In 2016, the U.N. International Civil Aviation Organization (ICAO) agreed on global airplane emissions standards aimed at makers of small and large planes, including Airbus SE (NYSE: AIR) and Boeing Co (NYSE: BA), which both backed the standards.
The EPA-proposed regulation seeks to align the United States with the ICAO standards, EPA Administrator Andrew Wheeler said. "We are implementing the ICAO recommendations, ICAO standards," Wheeler told reporters.
Reuters, which first reported the proposal earlier Wednesday, would apply to new type designs as of January 2020 and to in-production airplanes or those with amended type certificates starting in 2028. They would not apply to airplanes currently in use.
Aircraft account for 12% of all U.S. transportation greenhouse gas emissions and 3% of total such U.S. emissions. They are the largest source of transportation-related greenhouse gas emissions not subject to standards.
Wheeler said it was critical the U.S. adopt the standards, because countries could ban U.S.-assembled airplanes if they do not meet ICAO standards.
EPA is expected to finalize the rules next spring. The Federal Aviation Administration will then issue separate rules to enforce the standards.
Some environmentalists argue the ICAO rules and EPA did not go far enough.

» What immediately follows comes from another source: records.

PR #367, opened 2021-02-07
cleanup/server-rearrangements

Figments:
Begins work on rearranging the API server to be much more streamlined and readable.


packages/server/src/main.ts
```diff
@@ -25,32 +24,26 @@ async function bootstrap() {
...
     app.use(urlencoded({ limit: '50mb', extended: true }));
-    app.enableCors({
-        origin: process.env.ORIGIN,
-        credentials: true,
-        allowedHeaders: ['Accept', 'Authorization', 'Content-Type', 'Origin'],
-        methods: ['GET', 'PUT', 'POST', 'PATCH', 'DELETE', 'OPTIONS'],
-        optionsSuccessStatus: 204
+    app.use(csurf({ cookie: { sameSite: 'none', secure: true } }));
+    // this is to make sure the XSRF-TOKEN is being set correctly
+    app.use(function (req, res, next) {
```
Figments, line 30: just xsrf now. so long, cors!

README.md
```diff
@@ -37,7 +37,7 @@ Once you've installed and verified that these dependencies are working as expect
 -   Create a file named `.env` at the root of the repository
 -   Copy the contents of `sample.env` to your new `.env`
 -   Edit `.env` to set MONGO_URL=mongodb://localhost:27017
--   Edit `.env` to set JWT_SECRET to an _actual_ secret, such as a plain random string
+-   Edit `.env` to set JWT*SECRET to an \_actual* secret, such as a plain random string
```
pingzing: Pretty sure this isn't what you want either:

image

```suggestion
-   Edit `.env` to set `JWT_SECRET` to an _actual_ secret, such as a plain random string
```

pingzing (commented):
A thought as I'm reading through this: there seems to be a bunch of model duplication with `xxxDTO` objects implementing shared request/response objects, just for the sake of adding Swagger attributes so we can get auto-swagger gen. Can we just add those attributes to the interfaces up in the shared models project? Or if it requires classes, could we just make them be shared classes instead of shared interfaces?

Otherwise, we've got a lot of duplication. It's not the end of the world, because they're yoked to the interface definitions, so there's no risk of things falling out of sync, but it would be nice not to have things repeated.

packages/server/src/app/services/admin/approval-queue.service.ts
```diff
@@ -0,0 +1,35 @@
...
+import { ContentKind, ContentModel } from '@dragonfish/models/content';
+import { ApprovalQueueStore } from '../../db/approval-queue/approval-queue.store';
+import { ContentStore } from '../../db/content';
+import { IApprovalQueue } from '../../shared/admin';
+
+@Injectable()
+export class ApprovalQueueService implements IApprovalQueue {
+    private readonly logger: Logger = new Logger(ApprovalQueueService.name);
+
+    constructor(private approvalQueueService: ApprovalQueueStore, private contentService: ContentStore) {}
```
pingzing: `approvalQueueService` should be renamed to `approvalQueueStore`. Ditto `contentService`.

oh god how many of these have I missed until now

packages/server/src/app/services/admin/meta.service.ts
```diff
@@ -0,0 +1,30 @@
...
+import { Injectable, Logger } from '@nestjs/common';
+
+import { UsersStore } from '../../db/users/users.store';
+import { IMeta } from '../../shared/admin';
+
+@Injectable()
+export class MetaService implements IMeta {
+    private readonly logger: Logger = new Logger(MetaService.name);
+
+    constructor(private readonly usersService: UsersStore) {}
```
pingzing: `userService` to `usersStore`

packages/server/src/app/services/auth/auth.service.ts
```diff
@@ -0,0 +1,94 @@
...
+import { User, FrontendUser, CreateUser, AuditSession } from '@dragonfish/models/users';
+import { UsersStore } from '../../db/users/users.store';
+import { JwtPayload } from '@dragonfish/models/auth';
+import { IAuth } from '../../shared/auth';
+
+@Injectable()
+export class AuthService implements IAuth {
+    private readonly logger: Logger = new Logger(AuthService.name);
+
+    constructor(private readonly usersService: UsersStore, private readonly jwtService: JwtService) {}
```
pingzing: `userService` to `usersStore`

packages/server/src/app/services/auth/auth.service.ts
```diff
@@ -0,0 +1,94 @@
...
+                } else {
+                    throw new UnauthorizedException('Either your email or password is invalid.');
+                }
+            } catch (err) {
+                throw new InternalServerErrorException(
+                    'Something went wrong logging you in. Try again in a little bit.',
+                );
+            }
+        } else {
+            throw new NotFoundException("Looks like you don't exist yet. Why not try signing up?");
```
pingzing, line 38: You were asking about error logging--places like this should all be logged (unless we get exception logging by default, in which case that's good enough. Unless there's more data we'd like to record about the error that an exception alone won't capture)

packages/server/src/app/services/auth/user.service.ts
```diff
@@ -0,0 +1,105 @@
...
+    ChangeProfile,
+    UpdateTagline,
+} from '@dragonfish/models/users';
+import { IUser } from '../../shared/auth';
+
+@Injectable()
+export class UserService implements IUser {
+    private readonly logger: Logger = new Logger(UserService.name);
+
+    constructor(private readonly usersService: UsersStore) {}
```
pingzing: service to store

packages/server/src/app/services/auth/user.service.ts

Clare Lakewood, climate legal director at the Center for Biological Diversity, said Wednesday, "this toothless proposal does nothing to meaningfully address the serious problem of airplanes’ planet-warming pollution." She noted EPA was not estimating any emissions reductions as a result of the proposal.
Wheeler said the proposal is based on "where the technology is today ... You can't really set the standard that can't be met."
Boeing said the EPA proposal "is a major step forward for protecting the environment and supporting sustainable growth of commercial aviation and the United States economy."
Airlines for America, a trade group, said the rules will help U.S. airlines "achieve carbon neutral growth in the near term and to cut net carbon emissions in half in 2050 relative to 2005 levels."
Under President Barack Obama, the EPA in 2016 declared aircraft emissions posed a public health danger. In January, environmental groups filed a notice of intent to sue EPA for failing to regulate aircraft emissions.